→ **Task brief**: Every line of the data is to be output verbatim.

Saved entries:
PR #531, opened 2025-01-14
[DPE-5982][DPE-6088] Azure storage

zmraul:
Implements Azure storage integration.

Changes:
- All general objects (`OpenSearchBackups<nameOfClass>`) that worked under S3 integration have been renamed to be specific about S3.
- `OpenSearchBackupBase` is now generic for both Azure and S3 integrators.
- On `OpenSearchBaseCharm`, `self.backup()` is reworked to take into account both relations existing, or not. It will then generate the correct sub class for the appropriate relation.
- Constants and error messages are a bit more generic to allow use on both relation error scenarios
- New model `AzureRelData` for the integrator databag.

### DIFF
--- a/lib/charms/opensearch/v0/models.py
+++ b/lib/charms/opensearch/v0/models.py
@@ -393,7 +393,7 @@ class AzureRelData(Model):
     storage_account: str = Field(alias="storage-account", default="")
     container: str = Field(default="")
     endpoint: Optional[str] = Field(default="")
-    path: Optional[str] = Field(default=AZURE_REPO_BASE_PATH)
+    base_path: Optional[str] = Field(alias="path", default=AZURE_REPO_BASE_PATH)
     connection_protocol: Optional[str] = Field(alias="connection-protocol", default=None)
     credentials: AzureRelDataCredentials = Field(
         alias=AZURE_CREDENTIALS, default=AzureRelDataCredentials()
--- a/lib/charms/opensearch/v0/models.py
+++ b/lib/charms/opensearch/v0/models.py
@@ -3,13 +3,14 @@
 
 """Cluster-related data structures / model classes."""
 import json
+import logging
 from abc import ABC
 from datetime import datetime
 from hashlib import md5
 from typing import Any, Dict, List, Literal, Optional
 
-from charms.opensearch.v0.constants_charm import S3_REPO_BASE_PATH
-from charms.opensearch.v0.constants_secrets import S3_CREDENTIALS
+from charms.opensearch.v0.constants_charm import AZURE_REPO_BASE_PATH, S3_REPO_BASE_PATH
+from charms.opensearch.v0.constants_secrets import AZURE_CREDENTIALS, S3_CREDENTIALS
 from charms.opensearch.v0.helper_enums import BaseStrEnum
 from pydantic import BaseModel, Field, root_validator, validator
 from pydantic.utils import ROOT_KEY
@@ -27,6 +28,9 @@ LIBPATCH = 1
 
 MIN_HEAP_SIZE = 1024 * 1024  # 1GB in KB
 MAX_HEAP_SIZE = 32 * MIN_HEAP_SIZE  # 32GB in KB
+
+
+logger = logging.getLogger(__name__)
 
 
 class Model(ABC, BaseModel):
@@ -316,7 +320,9 @@ class S3RelData(Model):
         ):
             raise ValueError("Missing fields: access_key, secret_key")
 
-        # Both bucket and endpoint must be set, or not.
+        # NOTE: Both bucket and endpoint must be set. If none of them are set,
+        # but credentials were found, this likely means that we are validating for a
+        # non cluster_manager application, which only needs credentials.
         if values.get("bucket") and not values.get("endpoint"):
             raise ValueError("Missing field: endpoint")
         if values.get("endpoint") and not values.get("bucket"):
@@ -366,6 +372,87 @@ class S3RelData(Model):
         )
 
 
+class AzureRelDataCredentials(Model):
+    """Model class for credentials passed on the Azure relation."""
+
+    storage_account: str = Field(alias="storage-account", default=None)
+    secret_key: str = Field(alias="secret-key", default=None)
+
+    class Config:
+        """Model config of this pydantic model."""
+
+        allow_population_by_field_name = True
+
+
+class AzureRelData(Model):
+    """Model class for the Azure relation data.
+
+    This model should receive the data directly from the relation and map it to a model.
+    """
+
+    storage_account: str = Field(alias="storage-account", default="")
+    container: str = Field(default="")
+    endpoint: Optional[str] = Field(default="")
+    path: Optional[str] = Field(default=AZURE_REPO_BASE_PATH)
+    connection_protocol: Optional[str] = Field(alias="connection-protocol", default=None)
+    credentials: AzureRelDataCredentials = Field(
+        alias=AZURE_CREDENTIALS, default=AzureRelDataCredentials()
+    )
+
+    class Config:
+        """Model config of this pydantic model."""
+
+        allow_population_by_field_name = True
+
+    @root_validator
+    def validate_core_fields(cls, values):  # noqa: N805
+        """Validate the core fields of the azure relation data."""
+        if (
+            not (creds := values.get("credentials"))
+            and not creds.storage_account
+            and not creds.secret_key
+        ):
+            raise ValueError("Missing fields: storage_account, secret_key")
+
+        # NOTE: Both storage_account and container must be set. If none of them are set,
+        # but credentials were found, this likely means that we are validating for a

→ **The answer**:
PR #531, opened 2025-01-14
[DPE-5982][DPE-6088] Azure storage

zmraul:
Implements Azure storage integration.

Changes:
- All general objects (`OpenSearchBackups<nameOfClass>`) that worked under S3 integration have been renamed to be specific about S3.
- `OpenSearchBackupBase` is now generic for both Azure and S3 integrators.
- On `OpenSearchBaseCharm`, `self.backup()` is reworked to take into account both relations existing, or not. It will then generate the correct sub class for the appropriate relation.
- Constants and error messages are a bit more generic to allow use on both relation error scenarios
- New model `AzureRelData` for the integrator databag.

### DIFF
--- a/lib/charms/opensearch/v0/models.py
+++ b/lib/charms/opensearch/v0/models.py
@@ -393,7 +393,7 @@ class AzureRelData(Model):
     storage_account: str = Field(alias="storage-account", default="")
     container: str = Field(default="")
     endpoint: Optional[str] = Field(default="")
-    path: Optional[str] = Field(default=AZURE_REPO_BASE_PATH)
+    base_path: Optional[str] = Field(alias="path", default=AZURE_REPO_BASE_PATH)
     connection_protocol: Optional[str] = Field(alias="connection-protocol", default=None)
     credentials: AzureRelDataCredentials = Field(
         alias=AZURE_CREDENTIALS, default=AzureRelDataCredentials()
--- a/lib/charms/opensearch/v0/models.py
+++ b/lib/charms/opensearch/v0/models.py
@@ -3,13 +3,14 @@
 
 """Cluster-related data structures / model classes."""
 import json
+import logging
 from abc import ABC
 from datetime import datetime
 from hashlib import md5
 from typing import Any, Dict, List, Literal, Optional
 
-from charms.opensearch.v0.constants_charm import S3_REPO_BASE_PATH
-from charms.opensearch.v0.constants_secrets import S3_CREDENTIALS
+from charms.opensearch.v0.constants_charm import AZURE_REPO_BASE_PATH, S3_REPO_BASE_PATH
+from charms.opensearch.v0.constants_secrets import AZURE_CREDENTIALS, S3_CREDENTIALS
 from charms.opensearch.v0.helper_enums import BaseStrEnum
 from pydantic import BaseModel, Field, root_validator, validator
 from pydantic.utils import ROOT_KEY
@@ -27,6 +28,9 @@ LIBPATCH = 1
 
 MIN_HEAP_SIZE = 1024 * 1024  # 1GB in KB
 MAX_HEAP_SIZE = 32 * MIN_HEAP_SIZE  # 32GB in KB
+
+
+logger = logging.getLogger(__name__)
 
 
 class Model(ABC, BaseModel):
@@ -316,7 +320,9 @@ class S3RelData(Model):
         ):
             raise ValueError("Missing fields: access_key, secret_key")
 
-        # Both bucket and endpoint must be set, or not.
+        # NOTE: Both bucket and endpoint must be set. If none of them are set,
+        # but credentials were found, this likely means that we are validating for a
+        # non cluster_manager application, which only needs credentials.
         if values.get("bucket") and not values.get("endpoint"):
             raise ValueError("Missing field: endpoint")
         if values.get("endpoint") and not values.get("bucket"):
@@ -366,6 +372,87 @@ class S3RelData(Model):
         )
 
 
+class AzureRelDataCredentials(Model):
+    """Model class for credentials passed on the Azure relation."""
+
+    storage_account: str = Field(alias="storage-account", default=None)
+    secret_key: str = Field(alias="secret-key", default=None)
+
+    class Config:
+        """Model config of this pydantic model."""
+
+        allow_population_by_field_name = True
+
+
+class AzureRelData(Model):
+    """Model class for the Azure relation data.
+
+    This model should receive the data directly from the relation and map it to a model.
+    """
+
+    storage_account: str = Field(alias="storage-account", default="")
+    container: str = Field(default="")
+    endpoint: Optional[str] = Field(default="")
+    path: Optional[str] = Field(default=AZURE_REPO_BASE_PATH)
+    connection_protocol: Optional[str] = Field(alias="connection-protocol", default=None)
+    credentials: AzureRelDataCredentials = Field(
+        alias=AZURE_CREDENTIALS, default=AzureRelDataCredentials()
+    )
+
+    class Config:
+        """Model config of this pydantic model."""
+
+        allow_population_by_field_name = True
+
+    @root_validator
+    def validate_core_fields(cls, values):  # noqa: N805
+        """Validate the core fields of the azure relation data."""
+        if (
+            not (creds := values.get("credentials"))
+            and not creds.storage_account
+            and not creds.secret_key
+        ):
+            raise ValueError("Missing fields: storage_account, secret_key")
+
+        # NOTE: Both storage_account and container must be set. If none of them are set,
+        # but credentials were found, this likely means that we are validating for a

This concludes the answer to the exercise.